### What you have to do
Read through the data and count the lines that contain the string "generated"; give only the result.

□ □ □ □

Issue #13377, opened 2023-04-10
[CI] testReentrantCalloutsDuringCallback(#runner->[ TFWorker named: 'fortest' ]) randomly fail


jecisc:
This is not the first time I see this kind of failure. It happens once in a while.

Failing test:
testReentrantCalloutsDuringCallback(#runner->[ TFWorker named: 'fortest' ]) 

Last failure I've seen is on windows but I don't know if this is OS specific.

Trace:

```
Error
Got 448 instead of 7.
Stacktrace
TestFailure
Got 448 instead of 7.
TFCallbacksTest(TestAsserter)>>assert:description:resumable:
TFCallbacksTest(TestAsserter)>>assert:description:
TFCallbacksTest(TestAsserter)>>assert:equals:
TFCallbacksTest>>testReentrantCalloutsDuringCallback
TFCallbacksTest(TestCase)>>performTest
```

jecisc:
New failure:

```
Error
Got 1 instead of 7.
Stacktrace
TestFailure
Got 1 instead of 7.
TFCallbacksTest(TestAsserter)>>assert:description:resumable:
TFCallbacksTest(TestAsserter)>>assert:description:
TFCallbacksTest(TestAsserter)>>assert:equals:
TFCallbacksTest>>testReentrantCalloutsDuringCallback
TFCallbacksTest(TestCase)>>performTest
```

jecisc:
I didn't see this one in a while

PR #13525, opened 2023-04-23
RBMethodMode: compiledMethod sould be a simple accessor

privat:
RBMethodNode had two confusing methods:

* `method` that returns the associated compiled method if one exists (nil otherwise)
* `compiledMethod` that does the same but forces a compilation (with a possible limited context) if none exists.

While #13514 cleaned up the implementation, it did not touch the name or the semantic.
After analysis of the clients, it appears that almost none use `method` (the name is bad anyway) and most expect that `compiledMethod` is a simple accessor that does not necessarily trigger a compilation (I might have the same expectation, in fact).
Only two groups of tests seems to use `compiledMethod` to have a compilation (and are updated).

So, the PR propose to have:

* `compiledMethod` does not compile and may return nil
* `method` is deprecated in favor of `compiledMethod`

### DIFF
--- a/src/OpalCompiler-Core/RBMethodNode.extension.st
+++ b/src/OpalCompiler-Core/RBMethodNode.extension.st
@@ -8,7 +8,7 @@ RBMethodNode >> bcToASTCache [
 { #category : #'*OpalCompiler-Core' }
 RBMethodNode >> compiledMethod [
 	"Retrieve the associated CompiledMethod (cached version).
-	If no CompiledMethod was was generated, nil is returned.
+	If no CompiledMethod was generated, nil is returned.
 
 	When the AST is recompiled (see `generateMethod`), the cache is updated.
 	However, the cache is not reset if the AST is modified."
--- a/src/OpalCompiler-Core/RBMethodNode.extension.st
+++ b/src/OpalCompiler-Core/RBMethodNode.extension.st
@@ -7,13 +7,13 @@ RBMethodNode >> bcToASTCache [
 
 { #category : #'*OpalCompiler-Core' }
 RBMethodNode >> compiledMethod [
-	"Retrieve or generate a CompiledMethod (cached version).
-	The cache is not reset even is the AST is modified but can be overrided with `compiledMethod:`.
-	See limitations in `generateMethod`.
-	
-	To get a CompiledMethod without compiling it, see `method`"
+	"Retrieve the associated CompiledMethod (cached version).
+	If no CompiledMethod was was generated, nil is returned.
 
-	^ self propertyAt: #compiledMethod ifAbsentPut: [ self generateMethod ]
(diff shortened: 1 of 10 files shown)


privat:
I spend some hours on the failed test `ReflectivityReificationTest>>#testReifyMethod`. It made so little sense.
What failed is: `self assert: tag equals: ReflectivityExamples >> #exampleIvarRead.`

Where `tag` should be the instrumented method got though metalink reflectivity. It's the point of the test.
The thing is that `tag` was correct, it's `ReflectivityExamples >> #exampleIvarRead` that was weird: it contains the original compiled method, as if the reflective method was uninstalled.
Could the PR do subtle changes, causing some uninstallation of the link and the reflective method?
Could this be related to weird race conditions in the AST Cache?
Maybe I awaken some dormant bug lurking in the reflectivity package?

I tried to inspect the code, add breakpoints, and check the difference with another image without the commits.
The more I dig, the less things made sense. The primitive wrapper was correctly installed, the real instrumented compiled method has ok, but during the execution of the instrumented code the instrumented code is uninstalled, and if executed through a debugger, the test become green.
As a last measure, I added a breakpoint at `Behavior>>#methodDict` to see what was responsible for the uninstallation... it was `Deprecation>>#transform` that intercepted the depreciation of `RBMethodNode>>method` and installed a new compiled method, overwriting the instrumented version in a quite brutal manner.
Because, you see, the deprecated `method` call is not present in the original source, it is installed trough meta-programming and synthetic AST nodes. (but transformation don't care, I assume).
Anyway, if someone recompile blindly the source, you get the original method without the instrumentation!
And a failed test because a new version of `ReflectivityExamples >> #exampleIvarRead` was not expected.

src/OpalCompiler-Core/RBMethodNode.extension.st
```diff
@@ -7,13 +7,13 @@ RBMethodNode >> bcToASTCache [
 
 { #category : #'*OpalCompiler-Core' }
 RBMethodNode >> compiledMethod [
-	"Retrieve or generate a CompiledMethod (cached version).
-	The cache is not reset even is the AST is modified but can be overrided with `compiledMethod:`.
-	See limitations in `generateMethod`.
-	
-	To get a CompiledMethod without compiling it, see `method`"
+	"Retrieve the associated CompiledMethod (cached version).
+	If no CompiledMethod was was generated, nil is returned.
```
jecisc:
```suggestion
	If no CompiledMethod was generated, nil is returned.
```

jecisc (approved):

jecisc:
[CI] testReentrantCalloutsDuringCallback(#runner->[ TFWorker named: 'fortest' ]) randomly fail #13377

MarcusDenker (approved):

PR #13527, opened 2023-04-24
CompiledMethodTrailer: use 4 bytes as sourcePointer

MarcusDenker:
try to just encode the sourcePointer with #asLiteralArrrayOfSize: 4

This PR is created by editing the source directly and tries to do the minimum. If it succeeds, we can remove more code from CompiledMethodTrailer

### DIFF
--- a/src/Kernel/CompiledMethodTrailer.class.st
+++ b/src/Kernel/CompiledMethodTrailer.class.st
@@ -167,7 +167,9 @@ CompiledMethodTrailer class >> trailerKinds [
 CompiledMethodTrailer >> clear [
 	kind := #NoTrailer.
 	size := 4.
-	data := encodedData := method := nil
+	data := 0.
+	encodedData :=  #[0 0 0 0].
+	method := nil
 ]
 
 { #category : #'creating a method' }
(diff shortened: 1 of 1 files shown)


jecisc (approved):
Nice!

MarcusDenker:
With 4bytes we can encode offsets into the .changes and .sources file each for 2GB files (we need one bit for making the distinction).

I will ask on the Mailinglist if this is enough (but I think if this is not enough, this can only be that someone abuses the source storage to store data). But in case, we could just use 5 byte (or even full 64bit with 8). What matters is that this is *fixed*.

What is odd, too, is the encoding use for the offset right now. Naively I would take the offset in the file and shift it by 1, so that we can use the last bit for sources/changes.

But what it does:

```
sourcePointerFromFileIndex: index andPosition: position
	"Return a sourcePointer encoding the given file index and position"

	| hi lo |
	(index = 1 or: [index = 2])
		ifFalse: [self error: 'invalid source file index'].
	position < 0 ifTrue: [self error: 'invalid source code pointer'].
	hi := position // 16r1000000 *2 + index.
	lo := position \\ 16r1000000.
	^ hi * 16r1000000 + lo
```

Why?

MarcusDenker:
So the large image that is created here: https://ci.inria.fr/pharo-ci-jenkins2/job/latest-large-image/

has a .changes of ~4GB


<blockquote><div><strong><a href="https://ci.inria.fr/pharo-ci-jenkins2/job/latest-large-image/">latest-large-image [Jenkins]</a></strong></div></blockquote>

MarcusDenker:
I will merge this for now and then make it larger in a next step

PR #14406, opened 2023-08-02
Simplify category management

jecisc:
Classes have a fallback when they do not know their category or if the category is wrong but I wonder if we even end up in that case. Since I want to remove the categories I'd like to check first if we can simplify its management to ease the migration to packages/tags. 

Let's see if the produced image is working with this simplification


jecisc:
Not so simple apparently

PR #14407, opened 2023-08-02
Package: React to class renaming without announcement

jecisc:
This change tries to make the package react to class renaming without using announcements


jecisc:
Test failure is not related

PR #14410, opened 2023-08-02
Use real classes in #classDefinedSelectors

jecisc:
This change tries to use real classes instead of class names in the variable classDefinedSelectors. If this work I'll apply the same change to metaclassDefinedSelectors then the two extensions dictionaries.

### DIFF
--- a/src/RPackage-Core/RPackage.class.st
+++ b/src/RPackage-Core/RPackage.class.st
@@ -220,30 +220,14 @@ RPackage >> addMethod: aCompiledMethod [
 	(self includesClass: methodClass)
 		ifTrue: [
 			methodClass isMeta
-				ifTrue: [
-					(metaclassDefinedSelectors
-						at: methodClass instanceSide name
-						ifAbsentPut: [ IdentitySet new ])
-						add: aCompiledMethod selector]
-				ifFalse: [
-					(classDefinedSelectors
-						at: methodClass name
-						ifAbsentPut: [ IdentitySet new ])
-						add: aCompiledMethod selector ] ]
-		ifFalse:  [
+				ifTrue: [ (metaclassDefinedSelectors at: methodClass instanceSide name ifAbsentPut: [ IdentitySet new ]) add: aCompiledMethod selector ]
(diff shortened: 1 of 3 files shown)


src/RPackage-Core/RPackage.class.st
```diff
@@ -1072,13 +1056,13 @@ RPackage >> roots [
...
-	classExtensionSelectors valuesDo: [:each | sel addAll: each].
-	metaclassDefinedSelectors valuesDo: [:each | sel addAll: each].
-	classDefinedSelectors valuesDo: [:each | sel addAll: each].
-	^ sel
+	| allSelectors |
+	allSelectors := Set new.
+	metaclassExtensionSelectors valuesDo: [ :each | allSelectors addAll: each ].
+	classExtensionSelectors valuesDo: [ :each | allSelectors addAll: each ].
+	metaclassDefinedSelectors valuesDo: [ :each | allSelectors addAll: each ].
+	classDefinedSelectors valuesDo: [ :selectors | allSelectors addAll: selectors ].
```
Ducasse, line 1064: why only the last one (all the other :each -> selectors)?

src/RPackage-Core/RPackage.class.st
```diff
@@ -875,10 +859,10 @@ RPackage >> removeAllMethodsFromClass: aClass [
 
 	| aClassNameSymbol |
 	aClassNameSymbol := aClass originalName asSymbol.
-	classDefinedSelectors removeKey: aClassNameSymbol ifAbsent: [ nil ].
-	classExtensionSelectors removeKey: aClassNameSymbol ifAbsent: [ nil ].
-	metaclassDefinedSelectors removeKey: aClassNameSymbol ifAbsent: [ nil ].
-	metaclassExtensionSelectors removeKey: aClassNameSymbol ifAbsent: [ nil ].
+	classDefinedSelectors removeKey: aClass ifAbsent: [  ].
```
Ducasse, line 862: I wondered why only the first one is turned into a class and not the others

PR #14414, opened 2023-08-02
Creating a package should synch the SystemOrganizer

jecisc:
Creating a package does not create a category in the system organizer currently leading to problems while trying to migrate some parts of the system from the categories to packages


jecisc:
I have no idea how this change can cause this bug in the CI :(

jecisc:
Done in another PR :)

PR #14423, opened 2023-08-03
Epicea: Migrate category addition to package tag addition

jecisc:
Epicea is relying on categories to update the package tags. 

Here is a first step at cleaning this: rely on PackageTagAddition instead and update all the code related to package tag addition to not rely on the categories


jecisc:
Failing tests seems to be flacky tests

jecisc:
Included in #14427

PR #14424, opened 2023-08-03
Use PackageTagAdded instead of CategoryAdded

jecisc:
Make the system use PackageTagAdded instead of CategoryAdded since I want to deprecate CategoryAdded. 

Only two users left:
- Epicea that is been dealt with in another PR
- RPackage that still relies on it to update since changing that is breaking the bootstrap :(


jecisc:
Failing test is flacky

PR #14430, opened 2023-08-04
TestRunner should not rely on category announcements

jecisc:
Instead I make it use the tag announcements. 

Tests runner, Epicea and RPackage are the only two last users of the category announcements. I already did a PR to fix Epicea and I am trying to update RPAckage alos even if the bootstrap does not seems to like it. But once those 3 changes are integrated, we can remove those announcements!


jecisc:
Failures are not related

Gabriel-Darbord (approved):

PR #14432, opened 2023-08-04
[Refactor] unified refactoring/transformation execution API

balsa-sarenac:
This PR continues refactoring execution API of refactoring and transformation:

* push up all execution logic to `RBAbstractTransformation`
* rename and deprecate `transform` to `privateTransform`
* deprecate `asRefactoring` since it's no-op and returns self


jecisc (approved):
Changes seems good. Mostly renaming and removing a useless call.

PR #14434, opened 2023-08-04
RPackageTag should store real classes

jecisc:
This change updates RPackageTag to store real classes instead of class names.

A next step could be to remove the #classes variable of RPackage and to just flat collect this variable in the tags. I ran some benches and it is pretty fast to do and could simplify the code quite a lot and remove some sync problems


jecisc:
there is one related tests failure but it is hard to find the origin of the problem

PR #14437, opened 2023-08-05
RPackage: Simplify some code in RPackageOrganizer

jecisc:
The goal of this change is to simplify the overall code of RPackageOrganizer	. The main change is to introduce #ensurePackageMathcing: to factorise some code. I also removed some methods that could just be inlined now that they are simple or unused (except for tests but they could use other methods)
	
I also added some comments.

There is only one change that can break something I have the impression, it is the import of packages used by the bootstrap because the old version used a way that does not announce packages creation and now I am using the normal code to create a package and this way announce the package creation. (This was on my big list of multiple way to create packages that I wanted to reduce and unify). Let's see if the bootstrap accepts this change


jecisc:
Btw, I also removed one test that I added myself recently because now that I know more about RPackage I noticed that it was not a good test

Gabriel-Darbord (approved):

PR #14583, opened 2023-09-04
RPackage: Reduce logic in Class>>category

jecisc:
Class>>#category should be removed in the future but it will not be an easy change. This change aim to simplify it and see if it is possible to remove the part checking the system organizer classes


jecisc:
I'm exploring another path so I'll close this one for now

PR #14592, opened 2023-09-05
[WIP] Debug hack in category

jecisc:
Do not merge. This is just here to try and understand how we get into a hack in the categories


jecisc:
This is not needed anymore since I did a PR to remove all hacks and the CI is green :)

PR #14593, opened 2023-09-05
Use separate bind and listen primitives instead of combined listenOn:… family

### LINKED ISSUE #11723: `Socket>>#listenOn:backlogSize:` doesn’t signal an error if another socket is already listening on the same port
In the following example, no error is signaled; shouldn’t the second send of `#listenOn:backlogSize:` signal an error as the first socket is already listening on the same port?

```smalltalk
socket1 := Socket newTCP.
socket1 listenOn: 1701 backlogSize: 1.
socket1 isValid ifFalse: [ Error signal ].
socket2 := Socket newTCP.
socket2 listenOn: 1701 backlogSize: 1.
socket2 isValid ifFalse: [ Error signal ].
```

**Version information:**
- Image: `Pharo-11.0.0+build.224.sha.6fcd6c1aaf965912b63ffc2ef2059d10cf57c744 (64 Bit)`
- VM: `Pharo 9.0.18 built on Sep  2 2022 16:54:02 Compiler: 4.2.1 Compatible Apple LLVM 11.0.3 (clang-1103.0.32.29)`
- OS: macOS 11.7

daniels220:
Fixes https://github.com/pharo-project/pharo/issues/11723

Separate primitives wrapping the bind() and listen() syscalls already exist, and have correct error/return-code handling, unlike the combined primSocket:listenOn:backlogSize: implementation. We can implement the combined version in terms of the separate ones and remove the combined primitive, significantly reducing plugin code.

Also supply default values (interface and backlog size) in the  image, rather than rely on the primitive to accept varargs. This allows a user to better understand the behavior without access to VM source code. Supply reduced forms of the separate bind/listen messages as the home of these default values.

One question: Should there be an explicit socket state added for "bound but not listening or connected"? `listen()` will presumably fail on an unbound socket, so overall I'd prefer to _reduce_ dependency on such extra state not increase it, but I thought I should mention it...

### DIFF
--- a/src/Network-Kernel/Socket.class.st
+++ b/src/Network-Kernel/Socket.class.st
@@ -450,7 +450,18 @@ Socket >> address [
 
 { #category : #'initialize - destroy' }
 Socket >> bindTo: anAddress port: aPort [
-	^self primSocket: socketHandle bindTo: anAddress port: aPort
+	"Bind to the local port <aPort>, on the interface specified by <anAddress>
+	(`SocketAddress zero` specifies all interfaces).
+	Primarily used to prepare to listen for incoming connections with #listen[WithBacklog:]."
+
+	self primSocket: socketHandle bindTo: anAddress port: aPort
+]
+
+{ #category : #'initialize - destroy' }
+Socket >> bindToPort: aPort [
+	"Bind to the local port <aPort>, often in order to listen for incoming connections."
+
+	self bindTo: SocketAddress zero port: aPort
 ]
 
 { #category : #'private - errors' }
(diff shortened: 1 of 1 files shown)


daniels220:
This is intended to go with removing the `primSocket:listenOn:backlogSize:interface:` primitive family from the VM/plugin, perhaps as part of [pharo-vm#604](https://github.com/pharo-project/pharo-vm/pull/604), but it will work without any VM changes, just leaving those primitives unused.

Oh, and I realize I didn't make it clear in the commit message that the error-handling that exists in the separate primitives means this fixes #11723.

svenvc:
Nice!

Ducasse:
Hi thanks for this contribution I flagged it for Pablo and he will have a look.

guillep (approved):
LGTM, Thanks!

jecisc:
Since Guille reviewed it and tests passed I'm merging it

PR #14595, opened 2023-09-05
Fix check already-existing extension in Path>>withExtension: (fixes #14594)

### LINKED ISSUE #14594: `Path>>withExtension:` won't add an extension to filenames that end with those letters
**Bug description**
`Path>>withExtension:` checks if the receiver already has the supplied extension by asking if it `endsWith:` the provided string. But this could be a file whose _name_ ends with those letters, and has no extension at all, e.g. `footxt`. In this case we should produce `footxt.txt`.

**To Reproduce**
1. `'footxt' asFileReference withExtension: 'txt'`
2. Get `footxt`, still no extension

**Expected behavior**
`footxt.txt`

**Version information:**
 - OS: Any
 - Any Pharo Version

**Expected development cost**
Just need to add the extension delimiter to the `endsWith:` check, i.e. check if the name ends with `.txt` not just `txt`. PR incoming.

daniels220:
Check for delimiter followed by the requested extension to distinguish 'footxt' from 'foo.txt'--the former does not have an extension and so `(Path * 'footxt') withExtension: 'txt'` should become `'footxt.txt'` rather than being left with no extension at all.

Also rename some tests to correct "exten*t*ion" typo.

### DIFF
--- a/src/FileSystem-Path/Path.class.st
+++ b/src/FileSystem-Path/Path.class.st
@@ -585,13 +585,12 @@ Path >> segments [
 
 { #category : #navigating }
 Path >> withExtension: extension [
-	| basename name |
-	basename := self basename.
-	^ (basename endsWith: extension)
-		ifTrue: [ self ]
-		ifFalse:
-			[name := basename copyUpToLast: self extensionDelimiter.
-			self withName: name extension: extension]
+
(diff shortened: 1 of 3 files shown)


jecisc (approved):
Great catch! :)

Issue #10136, opened 2021-10-08
Deadlock on Exception with ensure:


demarey:
**Bug description**
Deadlock on Exception with ensure:
It freezes because the UI process is waiting on the semaphore that is never signaled.
However it should be signaled because it is in an **ensure* block.

**To Reproduce**
```smalltalk
s := Semaphore new.
[ [1/0] ensure: [s signal.] ] forkAt: Processor userInterruptPriority.
s wait.
```
WARNING: image freezes!

**Version information:**
 - Pharo Version : 9 and 10

Ducasse:
Ouch!

dionisiydk:
Nothing criminal here :)
UI process waits on semaphore and Cmd+. recovers it. It opens two debugger as expected: from the interrupt and from the ZeroDivide error.

The ensure signal will only happen when the block will exit. But the error is not the condition for this. Smalltalk exceptions do not unwind the context immediately allowing such thing like retry, resume and other interesting things (debugger itself is part of it).
So during ZeroDivide error the unhandledAction of the exception triggers the debugger. It schedules new UI action to open the debugger window. But because UI process is locked on semaphore nothing happens: no such action is processed.

It's not that easy to improve really. In this scenario the debugger needs to spawn new UI process. But it can lead to multiple UI processes. And the current environment will be by this.

guillep:
Hi @dionisiydk,

Hot really.

Here, Cmd+.  does not recover it because the UI process is suspended on the semaphore, and Cmd+. will only break running/ready processes (it's thought to stop infinite recursions and similar). However, being suspended on a semaphore does not count as running nor ready, and since that semaphore is never signaled, then  the process never reaches that state.

Moreover, there is a more deep thing going on here. Reading the code, one would expect that the semaphore will be signaled. If people need to understand how the debugger works to make sense of this problem, then this is not right. Also, is this behaviour different in headless, from the command line?

If the debugger is making programs less reliable and more difficult to reason about locally, then this is not a good behavior.
This is clearly a bug to me.

dionisiydk:
Hi @guillep 

> Here, Cmd+. does not recover it because the UI process is suspended on the semaphore, and Cmd+. will only break running/ready processes (it's thought to stop infinite recursions and similar). However, being suspended on a semaphore does not count as running nor ready, and since that semaphore is never signaled, then the process never reaches that state.

[...]

PR #14598, opened 2023-09-05
When opening a Debugger, spawn a new UI process if the existing one may be blocked

daniels220:
Specifically, if it is waiting on a Semaphore that is not part of a Delay, and thus may be dependent on the operation that is about to be debugged (e.g. due to waiting for an HTTP response from an in-image web server, a background operation in a threadpool, etc).

Addresses the unexpected/problematic part of the behavior mentioned in #10136

I admit, this is a pretty messy/concerning thing to do, but it's a massive improvement in usability for certain cases. Is it at least safe to spawn a new UI process while the existing one is potentially still running (rather than for sure being debugged)?

### DIFF
--- a/src/Debugger-Oups/OupsDebuggerSystem.class.st
+++ b/src/Debugger-Oups/OupsDebuggerSystem.class.st
@@ -134,16 +134,27 @@ OupsDebuggerSystem >> spawnNewUIProcess [
 
 { #category : #helpers }
 OupsDebuggerSystem >> spawnNewUIProcessIfNecessary: aDebugRequest [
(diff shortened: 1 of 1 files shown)


dionisiydk:
Hold on @daniels220 . There is a general fix for the problem waiting for several year now: [#11455](https://github.com/pharo-project/pharo/pull/11455).

daniels220:
Aha, I missed that, probably because it doesn't mention the issue I started from, #10136. Looks like it shares many of the same ideas as far as process state, but yes, takes a more general approach. We can close this, that solution definitely has the potential to be superior.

□ □ □ □

### Completed exercise
5